PR #3170, opened 2026-04-29
feat: Add AWS Bedrock client with SigV4 authentication

prashanthkvs:
## Purpose

Add `AwsOpenAI` and `AsyncAwsOpenAI` client classes that enable the OpenAI Python SDK to work with AWS Bedrock Mantle APIs using SigV4 request signing. This allows customers to use their existing AWS credentials (IAM roles, env vars, `~/.aws/credentials`) to authenticate with Bedrock Mantle endpoints without managing separate API keys.

## Approach

- **New module `src/openai/lib/aws.py`**: Contains `AwsOpenAI` (sync) and `AsyncAwsOpenAI` (async) classes that extend the base `OpenAI`/`AsyncOpenAI` clients. They override `_prepare_request` to inject SigV4 signatures on every outgoing HTTP request using botocore's `SigV4Auth`.
- **Dual auth modes**: Customers can use either SigV4 signing (default, via AWS credentials) or API key auth. These are mutually exclusive — providing `api_key` disables SigV4.
- **Credential resolution**: Supports custom credential providers (sync and async callables), or falls back to botocore's default credential chain. Credentials are resolved at request time to support auto-refresh (e.g., STS assume-role with `RefreshableCredentials`).
- **Region handling**: Region can be passed explicitly, or resolved from `AWS_REGION` / `AWS_DEFAULT_REGION` env vars. The base URL is derived as `https://bedrock-mantle.{region}.api.aws/v1` when not explicitly provided.
- **Top-level exports**: `AwsOpenAI` and `AsyncAwsOpenAI` are exported from `openai.__init__` for convenient imports.
- **Optional dependency**: `botocore` is an optional dependency under the `[aws]` extra (`pip install openai[aws]`).

## Files Changed

| File | Description |
|------|-------------|
| `src/openai/lib/aws.py` | Core implementation — client classes, SigV4 signing, credential resolution |
| `src/openai/__init__.py` | Export `AwsOpenAI` and `AsyncAwsOpenAI` |
| `pyproject.toml` | Add `botocore` as optional `[aws]` dependency and dev dependency |
| `tests/lib/test_aws.py` | 40 unit tests covering all auth modes and edge cases |
| `examples/aws_client.py` | Basic usage example (sync, async, streaming) |
| `examples/aws_credential_provider.py` | Custom credential provider and STS assume-role examples |
| `README.md` | Documentation for the AWS Bedrock Mantle client |

### Unit Tests (40/40 passing)
- **Constructor**: Region-derived URL, explicit base URL, API key mode
- **SigV4 signing**: Verified `Authorization`, `X-Amz-Date`, `X-Amz-Security-Token` headers are injected on `chat.completions` and `responses.create` calls
- **API key mode**: Verified SigV4 headers are NOT injected when using API key auth
- **Credential resolution**: Default botocore chain, custom sync/async providers, error wrapping
- **Mutual exclusivity**: `api_key` + `credential_provider` raises error; no region + no base_url raises error
- **Region from env**: `AWS_REGION` and `AWS_DEFAULT_REGION` env var resolution with correct precedence
- **copy/with_options**: Preserves region, credential provider, and SigV4 state across client copies
- **Inheritance**: `AwsOpenAI` is instance of `OpenAI`, `AsyncAwsOpenAI` is instance of `AsyncOpenAI`
- **Environment isolation**: Tests that depend on absent env vars properly patch the environment

### Integration Tests (manual)
- Ran `examples/aws_client.py` against live Bedrock Mantle endpoint in us-west-2:
  - ✅ Sync chat completion
  - ✅ Async chat completion
  - ✅ Sync streaming
  - ✅ Async streaming
- Ran `examples/aws_credential_provider.py` — confirmed SigV4 signing works (401 expected with placeholder credentials)


prashanthkvs:
@3coins Could you please review this PR?

examples/aws_client.py
```diff
@@ -0,0 +1,80 @@
+"""Example: Using AwsOpenAI (sync) and AsyncAwsOpenAI (async) with SigV4 signing.
+
+Requires:
+  - botocore installed (pip install botocore)
+  - AWS credentials configured (env vars, ~/.aws/credentials, IAM role, etc.)
+  - AWS_REGION or AWS_DEFAULT_REGION set (or pass region= explicitly)
+
+Run:
+  export AWS_REGION=us-west-2
+  PYTHONPATH=src python3 examples/bedrock_mantle.py
```
3coins:
```suggestion
  PYTHONPATH=src python3 examples/aws_client.py
```

examples/aws_credential_provider.py
```diff
@@ -0,0 +1,144 @@
...
+
+Requires:
+  - botocore installed (pip install botocore)
+  - boto3 installed (pip install boto3) — for the STS assume-role example
+  - AWS credentials configured for the initial session
+  - AWS_REGION or AWS_DEFAULT_REGION set (or pass region= explicitly)
+
+Run:
+  export AWS_REGION=us-west-2
+  PYTHONPATH=src python3 examples/bedrock_mantle_credential_provider.py
```
3coins:
```suggestion
  PYTHONPATH=src python3 examples/aws_credential_provider.py
```

tests/lib/test_aws.py
```diff
@@ -0,0 +1,502 @@
...
+    async def test_async_wraps_async_provider_error(self) -> None:
+        async def bad_async_provider() -> None:
+            raise ValueError("async refresh failed")
+
+        with _patch_ensure_botocore():
+            client = AsyncAwsOpenAI(region="us-west-2", credential_provider=bad_async_provider)
+
+        request = httpx.Request("POST", "https://example.com/v1/chat/completions", content=b'{"model":"x"}')
+        with pytest.raises(OpenAIError, match="Failed to refresh AWS credentials: async refresh failed"):
+            await client._prepare_request(request)
```
3coins, line 345: Do any of these need the `@pytest.mark.asyncio` marker?

README.md
```diff
@@ -933,6 +933,41 @@ In addition to the options provided in the base `OpenAI` client, the following o
 
 An example of using the client with Microsoft Entra ID (formerly known as Azure Active Directory) can be found [here](https://github.com/openai/openai-python/blob/main/examples/azure_ad.py).
 
+## AWS Bedrock Mantle
+
+To use this library with [AWS Bedrock Mantle](https://docs.aws.amazon.com/bedrock/), use the `AwsOpenAI`
```
3coins: We are calling out Bedrock Mantle, and linking to the main Bedrock page, is that the right page to link?

src/openai/__init__.py
```diff
@@ -97,6 +97,10 @@
     from ._utils._resources_proxy import resources as resources
 
 from .lib import azure as _azure, pydantic_function_tool as pydantic_function_tool
+from .lib.aws import (
+    AwsOpenAI as AwsOpenAI,
+    AsyncAwsOpenAI as AsyncAwsOpenAI,
+)
```
3coins, line 103: `src/openai/__init__.py` is Stainless-generated — the `AwsOpenAI` / `AsyncAwsOpenAI` exports added there would be dropped on the next generated release unless they're added to the generator config (similar to how the `AzureOpenAI` exports persist today). The `pyproject.toml` change for the `[aws]` extra may have the same concern.

@apcha-oai  Could you advise on how you'd like the `__init__.py` exports and `pyproject.toml` dependency handled? Should these go through the Stainless generator config, or is there a preferred approach for adding new provider integrations?

src/openai/lib/aws.py
```diff
@@ -0,0 +1,345 @@
...
+    if not frozen.access_key or not frozen.secret_key:  # pyright: ignore[reportUnknownMemberType]
+        raise OpenAIError("Could not resolve AWS credentials from the default botocore credential chain.")
+    return creds  # pyright: ignore[reportUnknownVariableType]
+
+
+def _sign_httpx_request(
+    request: httpx.Request,
+    credentials: Any,
+    region: str,
+    service: str = "bedrock",
```
3coins, line 66: Can you confirm if this is the right service name to use and not `bedrock-runtime` or `bedrock-mantle`?

src/openai/lib/aws.py
```diff
@@ -0,0 +1,345 @@
...
+    ) -> Self:
+        """Create a new client instance re-using the same options given to the current client with optional overriding."""
+        return super().copy(
+            **kwargs,
+            _extra_kwargs={
+                "region": region or self._region,
+                "credential_provider": credential_provider or self._credential_provider,
+                **_extra_kwargs,
+            },
+        )
```
3coins, line 275: 1. Seems like *copy(region=...)* wouldn't update base URL. When `region` is overridden via `copy()`, the base URL doesn't update to match. When `region` is being overridden, exclude `base_url` from the forwarded kwargs so it gets recalculated. Can we add a unit test to confirm this scenario.                                                                                                         
                                                                                                                                        
```python                  
def copy(self, *, region: str | None = None, ...) -> Self:                                                                              
    new_region = region or self._region                                                                                                 
    return super().copy(                                                                                                                
        **kwargs,                                                                                                                       
        _extra_kwargs={                                                                                                                 
            "region": new_region,                                                                                                       
            "credential_provider": credential_provider or self._credential_provider,                                                    
            # only forward base_url if region isn't changing                                                                            
            **({"base_url": self.base_url} if not region else {}),                                                                      
            **_extra_kwargs,                                                                                                            
        },                                                                                                                              
    )                                                                                                                                   
```                                                                                                                      

---                                                                                                                                     
                                                                                                                                        
2. `copy()` can't switch to API key mode. Calling client.copy(api_key="new-key") on a SigV4 client will raise "api_key and credential_provider are mutually exclusive". Clear credential_provider when api_key is explicitly provided. Let's add a unit test for this as well.                                                                     

```python                                       
def copy(self, *, region=None, credential_provider=None, **kwargs):                                                                     
    # If api_key is being set, don't forward the existing credential_provider                                                           
    forwarded_provider = (                                                                                                              
        None if kwargs.get("api_key") else (credential_provider or self._credential_provider)                                           
    )                                                                                                                                   
    return super().copy(                                                                                                                
        **kwargs,                                                                                                                       
        _extra_kwargs={                                                                                                                 
            "region": region or self._region,                                                                                           
            "credential_provider": forwarded_provider,                                                                                  
        },                                                                                                                              
    )                                                                                                                                   
```

src/openai/lib/aws.py
```diff
@@ -0,0 +1,345 @@
...
```
3coins, line 363: See comments above for copy.

src/openai/lib/aws.py
```diff
@@ -0,0 +1,345 @@
...
+    if api_key is not None:
+        use_sigv4 = False
+        credential_provider = None
+    else:
+        use_sigv4 = True
+
+    # Resolve region (needed for SigV4 and base_url fallback)
+    resolved_region = region or os.environ.get("AWS_REGION") or os.environ.get("AWS_DEFAULT_REGION")
+    if use_sigv4 and not resolved_region:
+        raise ValueError("Must provide region or set AWS_REGION / AWS_DEFAULT_REGION environment variable")
```
3coins: Should we make these **OpenAIError**, so all credential errors raise the same error?

src/openai/lib/aws.py
```diff
@@ -0,0 +1,345 @@
...
+    resolved_region = resolved_region or ""
+
+    # Resolve base_url — fall back to region-derived endpoint
+    if base_url is None:
+        if not resolved_region:
+            raise ValueError("Must provide base_url, or set region / AWS_REGION / AWS_DEFAULT_REGION")
```
3coins: Should we make these **OpenAIError**, so all credential errors raise the same error?

src/openai/lib/aws.py
```diff
@@ -0,0 +1,345 @@
...
+    credentials: Any,
+    region: str,
+    service: str = "bedrock",
+) -> None:
+    """Sign an httpx.Request in-place using botocore's SigV4Auth."""
+    import botocore.auth  # type: ignore[import-untyped]  # pyright: ignore[reportMissingTypeStubs]
+    import botocore.awsrequest  # type: ignore[import-untyped]  # pyright: ignore[reportMissingTypeStubs]
+
+    # Exclude httpx transport-level headers that cause SigV4 signature mismatch
+    _HEADERS_TO_EXCLUDE = {"connection", "accept-encoding"}
```
3coins: This is being allocated on every request. Move this to module level as a frozenset.

src/openai/lib/aws.py
```diff
@@ -0,0 +1,345 @@
...
+import httpx
+
+from .._types import NOT_GIVEN, Timeout, NotGiven
+from .._client import OpenAI, AsyncOpenAI
+from .._exceptions import OpenAIError
+from .._base_client import DEFAULT_MAX_RETRIES
+
+# Sentinel API key used when SigV4 mode is active, so the base OpenAI
+# constructor (which requires a non-None api_key) is satisfied.
+API_KEY_SENTINEL = "<bedrock-mantle-sigv4>"
```
3coins: This looks fragile. If a user happens to pass this exact string as api_key, it silently activates SigV4 mode instead of using the key. Consider making it private (_API_KEY_SENTINEL) and using a less guessable value (e.g. a UUID) to reduce the chance of accidental collision.

README.md
```diff
@@ -933,6 +933,41 @@ In addition to the options provided in the base `OpenAI` client, the following o
...
+
+completion = client.chat.completions.create(
+    model="openai.gpt-oss-120b",
+    messages=[
+        {
+            "role": "user",
+            "content": "How do I output all files in a directory using Python?",
+        },
+    ],
+)
```
3coins: Does mantle support responses API? Should we include that first?

src/openai/lib/aws.py
```diff
@@ -0,0 +1,345 @@
...
+    # Resolve base_url — fall back to region-derived endpoint
+    if base_url is None:
+        if not resolved_region:
+            raise ValueError("Must provide base_url, or set region / AWS_REGION / AWS_DEFAULT_REGION")
+        base_url = f"https://bedrock-mantle.{resolved_region}.api.aws/v1"
+
+    # Resolve botocore credentials if needed
+    botocore_credentials: Any = None
+    if use_sigv4 and credential_provider is None:
+        botocore_credentials = _get_default_credentials()
```
3coins: The PR description says “Credentials are resolved at request time,” but credentials are actually resolved before the first request. This means that client construction can fail or block if AWS credentials are temporarily unavailable, metadata credentials are slow or a user only expected credential lookup when making a request. 

Should we rather do credential lookup inside _prepare_request() and constructor only verifies botocore is available? The same behavior might apply to _resolve_credentials_async() and tests to verify them.

3coins (changes requested):
@prashanthkvs 
Thanks for submitting this change. Left some suggestions and corrections.

There are some parts here that will need help from the maintainers, I have tagged one of them, but feel free to ping on the PR in a few days if you don't see any activity. Will re-review once you have made updates.

src/openai/lib/aws.py
```diff
@@ -0,0 +1,345 @@
...
+# ---------------------------------------------------------------------------
+
+
+def _resolve_bedrock_mantle_config(
+    *,
+    api_key: str | None,
+    credential_provider: Any | None,
+    region: str | None,
+    base_url: str | None,
+) -> tuple[bool, Any | None, str, str, Any | None]:
```
Keyur-S-Patel: We should use NameTuple here, it will increase the readability

tests/lib/test_aws.py
```diff
@@ -0,0 +1,502 @@
...
+
+    def test_async_raises_when_botocore_missing(self) -> None:
+        with patch(
+            "openai.lib.aws._get_default_credentials",
+            side_effect=OpenAIError("botocore must be installed"),
+        ):
+            with pytest.raises(OpenAIError, match="botocore must be installed"):
+                AsyncAwsOpenAI(region="us-west-2")
+
+    def test_sync_raises_when_no_creds_resolved(self) -> None:
```
Keyur-S-Patel, line 278: might be good to add `test_async_raises_when_no_creds_resolved`

src/openai/lib/aws.py
```diff
@@ -0,0 +1,345 @@
...
+        _strict_response_validation: bool = False,
+        **kwargs: Any,
+    ) -> None:
+        (
+            self._use_sigv4,
+            self._credential_provider,
+            self._region,
+            base_url,
+            self._botocore_credentials,
+        ) = _resolve_bedrock_mantle_config(
```
Keyur-S-Patel, line 313: **Blocking credential resolution in `AsyncAwsOpenAI.__init__`**

`AsyncAwsOpenAI.__init__` is synchronous (it has to be — `__init__` can't be async) and calls `_get_default_credentials()` → `botocore.session.get_credentials()` → `get_frozen_credentials()`. On EC2/ECS this does blocking socket I/O against IMDS or the container credentials endpoint. Inside an asyncio event loop, that freezes the loop for the duration of the round trip (10–50ms typical, seconds under IMDS throttling).

In a FastAPI/Starlette app constructing the client at startup, this is a noticeable pause. If clients are constructed per-request (common pattern with dependency injection), every incoming request blocks the loop, and under load IMDS throttling produces a livelock — the loop stops servicing *any* requests, not just Bedrock ones.

Users won't catch this in dev because local credential chains (env vars, `~/.aws/credentials`) don't hit the network. It only manifests on the deployment targets where this library will actually run.

Suggested fix — lazy resolution wrapped with `asyncio.to_thread`:

```python
class AsyncAwsOpenAI(AsyncOpenAI):
    def __init__(self, ...):
        # skip credential lookup here; just validate config
        self._botocore_credentials = None
        self._creds_lock = asyncio.Lock()

    async def _prepare_request(self, request):
        if not self._use_sigv4:
            return
        if self._credential_provider is None and self._botocore_credentials is None:
            async with self._creds_lock:
                if self._botocore_credentials is None:
                    self._botocore_credentials = await asyncio.to_thread(_get_default_credentials)
        credentials = await _resolve_credentials_async(self._credential_provider, self._botocore_credentials)
        _sign_httpx_request(request, credentials, self._region)
```

`asyncio.to_thread` offloads the blocking botocore call to a worker thread so the event loop stays free. Also applies to the per-request `get_frozen_credentials()` path, which can trigger a refresh call against IMDS.

Async client should not freeze the event loop on construction.

examples/aws_client.py
prashanthkvs: Thanks. Updated

examples/aws_credential_provider.py
prashanthkvs: Updated.

tests/lib/test_aws.py
prashanthkvs: Its not needed as its enabled by default. But added it just to make sure in case that configuration changes in future.

README.md
prashanthkvs: Updated.

src/openai/lib/aws.py
prashanthkvs: Updated.

src/openai/lib/aws.py
prashanthkvs: Done.

src/openai/lib/aws.py
prashanthkvs: Updated.

README.md
prashanthkvs: Updated the example to have responses API instead.

src/openai/lib/aws.py
prashanthkvs: Done.

tests/lib/test_aws.py
prashanthkvs: Added.

src/openai/lib/aws.py
3coins: @prashanthkvs 
Checking to see if this needs an update?

src/openai/lib/aws.py
3coins: @prashanthkvs 
Can you respond to this?

src/openai/lib/aws.py
3coins: @prashanthkvs 
Can you respond to this?

prashanthkvs: Thanks for the feedback! Updated the implementation — credentials are now resolved lazily inside _prepare_request() rather than at construction time. The constructor only validates configuration (region, base_url, botocore availability) and sets _botocore_credentials = None. Actual credential lookup is deferred to the first API call, so client construction never blocks or fails due to temporarily unavailable credentials.

For the async client, _get_default_credentials() is called via asyncio.to_thread() with a lock to avoid both blocking the event loop and duplicate resolution.

Also updated the PR description to say "resolved lazily on first request" for clarity.

src/openai/lib/aws.py
prashanthkvs: Thanks for the comment. Updated the code.

prashanthkvs:
@apcha-oai tagging for a review here.

src/openai/lib/aws.py
tbuatois: Hey Team, 
It would be valuable to expose this `service` as a constructor parameter on AwsOpenAI / AsyncAwsOpenAI.

Since SigV4 signing is the standard auth mechanism for every AWS service, making it configurable keeps the door open for any AWS endpoint that exposes an OpenAI-compatible API, without locking the client to a single service.

tbuatois: @3coins @prashanthkvs with recently release OpenAI Compatible endpoint for Sagemaker inference. 

https://aws.amazon.com/blogs/machine-learning/announcing-openai-compatible-api-support-for-amazon-sagemaker-ai-endpoints/

They implement something similar in the sagemaker sdk, it should work directly with this PR if you enable the service-name to be changed. 

==> https://github.com/aws/sagemaker-python-sdk/blob/b82b3aa5a8be72f78c17e9cf7f5cf0f45739c56f/sagemaker-core/src/sagemaker/core/token_generator/token_generator.py

jbeckwith-oai:
Hi @prashanthkvs — thank you for taking the time to put this together and for calling attention to AWS Bedrock authentication and SigV4 signing. I double-checked the current `main` branch, and the underlying change is already available in https://github.com/openai/openai-python/commit/d3562752: the supported `OpenAI(provider=bedrock(...))` integration now covers SigV4, standard AWS credentials, configurable regions, sync/async clients, and the existing `BedrockOpenAI` compatibility clients.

**What you need to do**
Using the listing, filter for "else" and return the matching lines.

**Finished task**
            **({"base_url": self.base_url} if not region else {}),                                                                      
        None if kwargs.get("api_key") else (credential_provider or self._credential_provider)                                           
+    else:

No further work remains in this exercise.